• What you have to do:
The answer is a single figure: how many lines below contain the word "just".

• Extracted data entries:
######
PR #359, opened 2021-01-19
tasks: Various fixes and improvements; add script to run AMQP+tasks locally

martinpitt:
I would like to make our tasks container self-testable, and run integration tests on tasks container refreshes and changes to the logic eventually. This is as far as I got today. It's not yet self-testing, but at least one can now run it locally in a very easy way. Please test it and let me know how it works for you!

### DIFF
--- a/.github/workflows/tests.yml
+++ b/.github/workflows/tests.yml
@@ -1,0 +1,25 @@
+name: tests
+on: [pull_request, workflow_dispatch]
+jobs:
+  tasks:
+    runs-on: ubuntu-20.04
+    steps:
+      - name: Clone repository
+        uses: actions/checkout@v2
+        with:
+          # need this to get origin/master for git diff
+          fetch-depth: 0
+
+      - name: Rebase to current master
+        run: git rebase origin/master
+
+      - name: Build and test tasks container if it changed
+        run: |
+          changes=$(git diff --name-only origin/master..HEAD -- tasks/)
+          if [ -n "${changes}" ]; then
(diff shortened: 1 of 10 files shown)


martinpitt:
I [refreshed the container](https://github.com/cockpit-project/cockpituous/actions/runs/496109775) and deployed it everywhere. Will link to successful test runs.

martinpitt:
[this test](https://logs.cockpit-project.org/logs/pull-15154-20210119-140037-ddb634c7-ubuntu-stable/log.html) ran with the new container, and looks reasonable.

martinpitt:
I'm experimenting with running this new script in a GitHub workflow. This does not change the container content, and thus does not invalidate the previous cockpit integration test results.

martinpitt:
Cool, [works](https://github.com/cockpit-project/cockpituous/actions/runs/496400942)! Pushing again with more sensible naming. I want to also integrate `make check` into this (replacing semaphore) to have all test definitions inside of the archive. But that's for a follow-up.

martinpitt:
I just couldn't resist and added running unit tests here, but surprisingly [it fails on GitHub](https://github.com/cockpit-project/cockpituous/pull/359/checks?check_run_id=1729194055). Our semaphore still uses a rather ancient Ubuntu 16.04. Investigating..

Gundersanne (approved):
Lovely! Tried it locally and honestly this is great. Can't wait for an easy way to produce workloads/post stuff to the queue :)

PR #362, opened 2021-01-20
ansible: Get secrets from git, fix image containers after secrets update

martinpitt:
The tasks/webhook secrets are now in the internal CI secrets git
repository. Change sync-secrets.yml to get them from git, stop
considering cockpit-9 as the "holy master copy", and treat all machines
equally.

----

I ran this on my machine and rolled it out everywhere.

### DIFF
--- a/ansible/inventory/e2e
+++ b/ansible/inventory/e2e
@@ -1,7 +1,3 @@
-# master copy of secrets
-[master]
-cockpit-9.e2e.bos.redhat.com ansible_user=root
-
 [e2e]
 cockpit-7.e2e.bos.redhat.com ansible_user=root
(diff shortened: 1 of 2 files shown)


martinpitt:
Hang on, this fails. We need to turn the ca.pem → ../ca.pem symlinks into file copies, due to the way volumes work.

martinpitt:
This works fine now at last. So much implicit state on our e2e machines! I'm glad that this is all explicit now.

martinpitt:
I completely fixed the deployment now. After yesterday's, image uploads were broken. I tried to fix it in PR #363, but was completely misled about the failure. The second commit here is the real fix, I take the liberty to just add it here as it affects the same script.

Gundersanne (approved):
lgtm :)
######
• Result of the exercise:
2